Old Portuguese surf film rewrites the history of surfing
- 02 October 2012 | Surfing
The history of surfing in Portugal has just changed radically. The first waves ridden with a board have been filmed between 1926 and 1927, in Leça da Palmeira, in the north of the country.
Twenty eight seconds have changed the history of surfing in Portugal and the world. A black and white movie has been brought to public attention, showing a group of men riding white water waves, with bellyboards, in the beach of Leça da Palmeira, near Porto.
The documentary film was stored in the National Archive of Moving Images, in Bucelas, and clearly shows 12 intrepid sea challengers enjoying surf in a massive swell day. It appears they are holding alaias in their hands.
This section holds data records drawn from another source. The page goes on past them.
Issue #115, opened 2021-09-14
Create GSP centroid


peterdudfield:
The gsp_lat and gsp_lon are at pretty arbitrary positions within each GSP region. The gsp_lat and gsp_lon define the position of the 'supergrid transformer' which serves that GSP region. The supergrid transformer could be at any arbitrary position within the region it serves (and, in some rare cases, the supergrid transformer is outside the region is serves!)

Therefore it would be good to calculate a 'centroid' position. If this takes too long, it might be good to store the metadata ourselfs, so we only have to calculate it once

PR #128, opened 2021-09-16
Issue/115 gsp centroid

peterdudfield:
# Pull Request

## Description

Get GSP centroil coordinates, and use this to make center satellite images on

Fixes issue #115 

Many changes are in nowcasting_dataset/data_sources/gsp/eso.py

## How Has This Been Tested?

Some unit tests and visualizations, check that it is in the center 

Littlebrook (_J)

Also some added notebooks, that are more like scratch files

- [ ] No
- [x] Yes

## Checklist:


JackKelly (approved):
Looks good!

One tiny request:  If we're committing the shape files into our codebase,  we should mention where the shape files came from.  Maybe in `data_sources/gsp/README.md`?  And, because the original data on the ESO website doesn't appear to have an explicit data license, we should check with Jamie and Sheffield to make sure he's happy for us to copy their data into our repo and, if he is, then we can say something like "copied with permission" in our README!  :)

peterdudfield:
> Looks good!
> 
> One tiny request: If we're committing the shape files into our codebase, we should mention where the shape files came from. Maybe in `data_sources/gsp/README.md`? And, because the original data on the ESO website doesn't appear to have an explicit data license, we should check with Jamie and Sheffield to make sure he's happy for us to copy their data into our repo and, if he is, then we can say something like "copied with permission" in our README! :)

I think he is going on holiday for two weeks, so maybe I can get round this by check the local file, and if its not there is goes and downloads it. Then we get speed ups, becasue it doesnt keep doing it and we don't commit the file

JackKelly:
That sounds good!  And that's also nice because the data might get updated by ESO, I guess.  And so users will get the updated versions of the data without us having to do anything (hopefully!)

Quite possibly, the surf film was shot by the cinematographic services of the Portuguese army, a division created in the early 20th century to capture the country's involvement in World War I.
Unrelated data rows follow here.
Issue #127, opened 2021-09-16
Split: Train Test Validation 


peterdudfield:
We need a good way to split up data into train/validation/data sets. 

Would like a function that takes a a list of timestamps (`List[pd.Timestamp]`) and splits according to a few methods. Note we are dealing with timeseries data so we have to be a little careful about sampling. This is so as not to give samples that are too similar in different sets. Because Solar generation is zero in the night, we can in general make sure we split data around midnight. 

Function inputs:
- `List[pd.Timestamp]`: all time series
- `method:str`, the method to use
- `train_test_validation_split: List[int]` - This gives the ratio of data that should be put in the different sets

Methods:
- [ ] Day random - Divide the dataset into days groups, and randomly take samples according the 'train_test_validation_split'
- [ ] Week random  - Divide the dataset into weeks groups, and randomly take samples according the 'train_test_validation_split'
- [ ] Year random  - Divide the dataset into year groups, and randomly take samples according the 'train_test_validation_split'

The oldest known surf film in Europe was supposed to be registered in Cornwall, between 1929 and 1931, but this new revelation promises to put Portugal in the history books of international surfing.
The city of Porto, near Leça da Palmeira Beach, has always welcomed a strong English community of wine businessmen, teachers and artists. In fact, it is possible that the group of bellyboarders is British.
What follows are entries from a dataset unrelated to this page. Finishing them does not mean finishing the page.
PR #136, opened 2021-09-17
add test data to prepare_ml_training_data script

peterdudfield:
Add test data to prepare ml training

# Pull Request

## Description

The prepared ml training data now also makes test data. 

Fixes issue #

## How Has This Been Tested?

Ran this on GCP machine

- [ ] No
- [x] Yes

## Checklist:


requirements.txt
```diff
@@ -25,4 +25,4 @@ pydantic
 pytest-cov
 plotly
 tqdm
-git+https://github.com/SheffieldSolar/PV_Live-API
+pvlive_api @ git+https://github.com/SheffieldSolar/PV_Live-API.git@master#egg=pvlive_api
```
jacobbieker, line 28: Not sure if you've had some trouble with this, but https://github.com/openclimatefix/nowcasting_dataset/issues/137 talks about how because of the git dependency, we can't upload to PyPi currently.

JackKelly (approved):
Looks good to me!

Perhaps we should also have the option to disable `test` batches (and only spit out `train` and `validation` batches?)  I'm not sure what's best when we're doing day-to-day ML research, where I've always been a bit confused about the difference between the `test` and `val` sets!?!

requirements.txt
peterdudfield: Hmm, maybe we make this an optional requirement, and that would help things

jacobbieker: Yeah, PyPi still unfortunately still won't accept it. So maybe we can make it a separate install step? But in any case, this shouldn't hold up this PR, its a different problem anyway

jacobbieker:
Ah, I was thinking we could just add it as another setup command in the workflow.yaml, before we run any of the tests

peterdudfield:
> Ah, I was thinking we could just add it as another setup command in the workflow.yaml, before we run any of the tests

yea that could be an option

peterdudfield:
> Looks good to me!
> 
> Perhaps we should also have the option to disable `test` batches (and only spit out `train` and `validation` batches?) I'm not sure what's best when we're doing day-to-day ML research, where I've always been a bit confused about the difference between the `test` and `val` sets!?!

Would this just be in the script, or would it be in the split work I was working on earlier?

One easy way to turn test data off, if to set 'n_test_batches_per_epoch' to 0

JackKelly:
> Would this just be in the script, or would it be in the split work I was working on earlier?

Ah, good question.  Without thinking about this fully, I suspect the answer is _both_ :)   That is, the user of the script should be able to turn off the test set (which, like you say, can already be done by setting `n_test_batches_per_epoch = 0`.

And then, I guess the shiny new "splitting" code would also have to be able to split the data two ways or three ways.  Although I guess the splitting code can already skip the test set if the user passes in a split like `(4, 1, 0)`?  If so, I guess we're done here, because the code already can turn off the 'test' set!

BTW, I started a new discussion 'issue' to discuss whether we _want_ a 'test' set :)  #141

Leça da Palmeira is a multiple-peak beach break open to regular northwest Atlantic Ocean swell. The spot is home to the heaviest waves in Portugal, especially during winter time.
You can watch the full-length movie named "Details of Leça da Palmeira, Matosinhos and Leixões" in cinemateca.pt. The journalistic research of Europe's oldest surf movie was carried by João MacDonald and is available in Portuguese.